I used yq last week to scan through all the Java projects (i.e. Maven pom.xml-files) within our org to check which ones inherit from the corporate pom.

  yq eval --input-format xml --output-format csv '[file_index, file_name, .project.parent.groupId, .project.parent.artifactId, .project.parent.version]' **/pom.xml

supriyo-biswas · a year ago

For things that are mostly shell scripts and things in a similar family (Ansible playbooks, deployment pipelines etc.) and where you need to modify a structured file quickly, it's usually much faster to use the DSL provided by the tool than calling out to various scripts to extract or modify a single JSON key.

People often say that they'd prefer to write their shell scripts in Python or even Go these days, but the problem there is that the elements of structured programming makes the overall steps difficult to follow. Typically, the paradigm with use cases adjacent with shell scripts is to be able to view what it is doing without any sort of abstractions.

Lord_Zero · a year ago

This could be useful for CICD where you need to bump a version number in a file based on the build number.

fsckboy · a year ago

the in-between mode that you mention but seem to dismiss it is the way most traditional unixheads work with data most of the time: from the command line

editor? when i pull up emacs, 50% of the time it's write emacs macros, and I do that because shell scripts don't easily go backward in the stream. (something rarely mentioned about teco was that it was a stream editor that would chew its way forward through files; you didn't need the memory to keep it all in core, and it could go backward within understandable limits)

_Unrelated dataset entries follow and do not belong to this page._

PR #96, opened 2025-09-11
Add LongRunningFunctionTool

baptmont:
Add LongRunningFunctionTool, Moved TestAgentRunner to internal testutils package.

Added LongRunningFunctionTool struct, the callIDs to long running tool are now stored in the Event.

### DIFF
--- a/internal/testutil/test_agent_runner.go
+++ b/internal/testutil/test_agent_runner.go
@@ -83,7 +83,11 @@ func NewTestAgentRunner(t *testing.T, agent agent.Agent) *TestAgentRunner {
 	appName := "test_app"
 	sessionService := sessionservice.Mem()
 
-	runner, err := runner.New(appName, agent, sessionService)
+	runner, err := runner.New(&runner.Config{
+		AppName:        appName,
+		Agent:          agent,
+		SessionService: sessionService,
+	})
 	if err != nil {
 		t.Fatal(err)
 	}


internal/llminternal/agent_transfer.go
```diff
@@ -99,6 +99,11 @@ func (t *TransferToAgentTool) Name() string {
 	return "transfer_to_agent"
 }
 
+// isLongRunning implements tool.Tool.
```
hyangah: nit: IsLongRunning

internal/llminternal/base_flow.go
```diff
@@ -303,11 +304,31 @@ func (f *Flow) finalizeModelResponseEvent(ctx agent.Context, resp *llm.Response)
...
+	set := make(map[string]struct{})
+	// Iterate over function calls.
+	for _, fc := range utils.FunctionCalls(c) {
+		if tool, ok := tools[fc.Name]; ok && fc.ID != "" && tool.IsLongRunning() {
+			// If the tool exists and is long-running, add its ID to the set.
+			set[fc.ID] = struct{}{}
+		}
+	}
+	// Transform the set (map keys) into a slice.
+	longRunningToolIDs := make([]string, 0, len(set))
```
hyangah: optional: https://pkg.go.dev/maps#Keys and https://pkg.go.dev/slices#Collect

(do we need to sort the result?)

tool/long_running_function.go
```diff
@@ -0,0 +1,90 @@
...
+	"google.golang.org/adk/llm"
+	"google.golang.org/genai"
+)
+
+// longRunningFunctionTool wraps a Go function.
+type longRunningFunctionTool[TArgs, TResults any] struct {
+	functionTool *functionTool[TArgs, TResults]
+}
+
+// Description implements types.Tool.
```
hyangah: do you mean `[Tool]`? there is no more types.Tool.

tool/long_running_function.go
```diff
@@ -0,0 +1,90 @@
...
+// ProcessRequest implements interfaces.RequestProcessor.
+func (f *longRunningFunctionTool[TArgs, TResults]) ProcessRequest(ctx Context, req *llm.Request) error {
+	return f.functionTool.ProcessRequest(ctx, req)
+}
+
+// FunctionDeclaration implements interfaces.FunctionTool.
+func (f *longRunningFunctionTool[TArgs, TResults]) Declaration() *genai.FunctionDeclaration {
+	declaration := f.functionTool.Declaration()
+	if declaration != nil {
+		instruction := "NOTE: This is a long-running operation. Do not call this tool again if it has already returned some intermediate or pending status."
```
hyangah, line 53: don't we still need to add this instruction even when `declaration` is nil? (after allocating `genai.FunctionDeclaration`)

tool/tool.go
```diff
@@ -23,6 +23,9 @@ import (
 type Tool interface {
 	Name() string
 	Description() string
+	//Whether the tool is a long running operation, which typically returns a
```
hyangah: Format and follow the Go comment style if this is meant to be shown in package doc.

tool/long_running_function.go
baptmont: Yes, I meant tool.Tool

internal/llminternal/base_flow.go
baptmont: Sounds good, I added Collect + Keys.
It doesn't need to be sorted or keep the order, the LongRunningToolIDs are specific to that event.
It will usually only have one id, and if more information is needed the LLMRequest has the function calls.

tool/long_running_function.go
baptmont: Currently the f.functionTool.Declaration() does not return a nil value, I added the nil check just in case that changes.
I can add an else where I create a *genai.FunctionDeclaration, but since the idea is to mimic inheritance via composition, it would just look like duplicated code that is currently unreachable.
Let me know your thoughts.

tool/long_running_function_test.go
```diff
@@ -0,0 +1,139 @@
...
+	}
+
+	_ = sumTool // use the tool
+}
+
+// --- Test Suite ---
+func TestAsyncFunction(t *testing.T) {
+	// 1. Setup
+	responses := []*genai.Content{
+		&genai.Content{Parts: []*genai.Part{
```
hyangah, line 72: you can write like

```
responses := []*genai.Content{
   { Parts: []*genai.Part{ ... } },
   ...
}
```

https://go.dev/ref/spec#Composite_literals

> Within a composite literal of array, slice, or map type T, elements or map keys that are themselves composite literals may elide the respective literal type if it is identical to the element or key type of T. Similarly, elements or keys that are addresses of composite literals may elide the &T when the element or key type is *T.

Or, helper functions like [`genai.NewContentFromFunctionCall`](https://pkg.go.dev/google.golang.org/genai#NewContentFromFunctionCall), `genai.NewContentFromText`, ... can be used here.

tool/long_running_function_test.go
```diff
@@ -0,0 +1,139 @@
...
+		t.Errorf("got %d requests, want 2", len(mockModel.Requests))
+	}
+	if functionCalled != 1 {
+		t.Errorf("function called %d times, want 1", functionCalled)
+	}
+	if len(textParts) != 1 {
+		t.Errorf("got %d text parts, want 1", len(textParts))
+	}
+
+	// Assert first request
```
hyangah, line 127: can these tests be replaced with a simple test utilizing `internal/utils.TextParts`?

tool/long_running_function_test.go
baptmont: genai.NewContentFromFunctionCall and genai.NewContentFromText seem like the perfect option.
I have a longer suite ready but it also depends on #97.
I'll include these changes when I make the test suite PR.

tool/long_running_function_test.go
baptmont: It can simplify it a little but internal/utils.TextParts still expects a *genai.Content while llm.Response has a []*genai.Content so the first check is needed.
I'll simplify it a little on the test suite PR.

PR #97, opened 2025-09-11
Add rearrange events to content processor

baptmont:
Rearrange filtered events for function call/response pairing.
Merge intermediate function responses in the case of long running function tools.

### DIFF
--- a/tool/long_running_function_test.go
+++ b/tool/long_running_function_test.go
@@ -15,6 +15,7 @@
 package tool_test
 
 import (
+	"encoding/json"
 	"strings"
 	"testing"
 
@@ -132,7 +133,9 @@ func testLongRunningFunctionFlow[Out any](t *testing.T, increaseByOne func(ctx t
 
 	// 3. Assertions for Initial Run
 	if len(mockModel.Requests) != 2 {
-		t.Errorf("got %d requests, want 2", len(mockModel.Requests))
+		// Marshal the slice into a readable JSON string
+		requestsJSON, _ := json.MarshalIndent(mockModel.Requests, "", "  ")
+		t.Fatalf("got %d requests, want 2;\n- requests:\n%s", len(mockModel.Requests), requestsJSON)
 	}
 	if *callCount != 1 {
 		t.Errorf("function called %d times, want 1", *callCount)
@@ -232,7 +235,9 @@ func testLongRunningFunctionFlow[Out any](t *testing.T, increaseByOne func(ctx t
 			}
 
 			if len(eventParts) != tc.wantEventCount {
-				t.Fatalf("got %d events parts, want %d", len(eventParts), tc.wantEventCount)
+				// Marshal the slice into a readable JSON string
+				partsJSON, _ := json.MarshalIndent(eventParts, "", "  ")
+				t.Fatalf("got %d events parts, want %d;\n- parts:\n%s", len(eventParts), tc.wantEventCount, partsJSON)
 			}
 			// This check is now safe because the Fatalf above would have stopped the test
 			if len(eventParts) > 0 && eventParts[0].Text != tc.wantEventText {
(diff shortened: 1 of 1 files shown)


internal/llminternal/contents_processor.go
```diff
@@ -103,6 +111,293 @@ func buildContentsDefault(agentName, branch string, events []*session.Event) ([]
...
+	}
+
+	lastEvent := events[len(events)-1]
+	lastResponses := lastEvent.FunctionResponses()
+	// No need to process, since the latest event is not fuction_response.
+	if len(lastResponses) == 0 {
+		return events, nil
+	}
+
+	//Create response id set
```
hyangah: nit: space after //

session/session.go
```diff
@@ -96,7 +97,69 @@ func NewEvent(invocationID string) *Event {
 	}
 }
 
-func (e *Event) Clone() *Event { return nil }
+//func (e *Event) Clone() *Event { return nil }
```
hyangah: delete

session/session.go
```diff
@@ -96,7 +97,69 @@ func NewEvent(invocationID string) *Event {
...
+
+func (e *Event) FunctionCalls() []*genai.FunctionCall {
```
hyangah: Can we avoid exposing these methods (FunctionCalls, FunctionResponses, DeepCopy)? (e.g. move the code to internal/llminternal) These were not listed in the ADK Go api planning.

internal/llminternal/contents_processor.go
```diff
@@ -103,6 +111,293 @@ func buildContentsDefault(agentName, branch string, events []*session.Event) ([]
 	return contents, nil
 }
 
+// rearrangeEventsForLatestFunctionResponse
+// This function only acts if the very last event is a function response.
+// It searches backward for the matching call, deletes all intervening events,
+// and appends a single (merged) response.
+// If the latest function_response is for an async function_call, all events
+// between the initial function_call and the latest function_response will be removed.
+func rearrangeEventsForLatestFunctionResponse(events []*session.Event) ([]*session.Event, error) {
```
hyangah, line 120: Can you add some tests to cover this logic? 

Test cases in https://github.com/google/adk-python/blob/632bf8b0bcf18ff4e4505e4e5f4c626510f366a2/tests/unittests/flows/llm_flows/test_contents_function.py

And eventually, 

https://github.com/google/adk-python/blob/main/tests/unittests/flows/llm_flows/test_functions_long_running.py

https://github.com/google/adk-python/blob/main/tests/unittests/tools/test_long_running_tool.py

session/session.go
baptmont: For now these were only used in the contents_processor so I moved them to there as private helper functions.
In the future we could add them to the Event public api just like in python https://github.com/google/adk-python/blob/632bf8b0bcf18ff4e4505e4e5f4c626510f366a2/src/google/adk/events/event.py#L99

internal/llminternal/contents_processor.go
baptmont: Added the tests for the rearrange, and the remaining tests for the functions long running.

tool/long_running_function_test.go
```diff
@@ -106,33 +283,33 @@ func TestAsyncFunction(t *testing.T) {
...
-	if len(mockModel.Requests) != 2 {
-		t.Errorf("got %d requests, want 2", len(mockModel.Requests))
-	}
-	if functionCalled != 1 {
-		t.Errorf("function called %d times, want 1", functionCalled)
-	}
-	if len(textParts) != 1 {
-		t.Errorf("got %d text parts, want 1", len(textParts))
+	if len(events) != 3 { // first event is function call, seconds is function response, third is llm message back
+		t.Errorf("got %d events, want 3", len(events))
```
hyangah: Should we print events and fatal? (otherwise we may panic below when accessing events[N]

baptmont: Yes, nice catch. To print the events I added a step to marshal the slice and add it to the Fatalf message.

writing an actual shellscript is only for when it's really hairy, you are going to be repeating it and/or you need the types of error handling that cloud up the clarity of the commandline

the commandline does provide rudimentary "records" in the saved history

macNchz · a year ago

I see the appeal of having a declarative syntax rather than writing a bunch of code to make the change reliably and safely.

0thgen · a year ago

one benefit (idk if it applies here) is if the select/put/delete statements didn’t require loading the data in memory; so you could query massive data files with limited RAM and not have to solve that problem yourself for each data storage format you’re working with

paulddraper · a year ago

> or writing a quick functional script

It's exactly a quick functional script.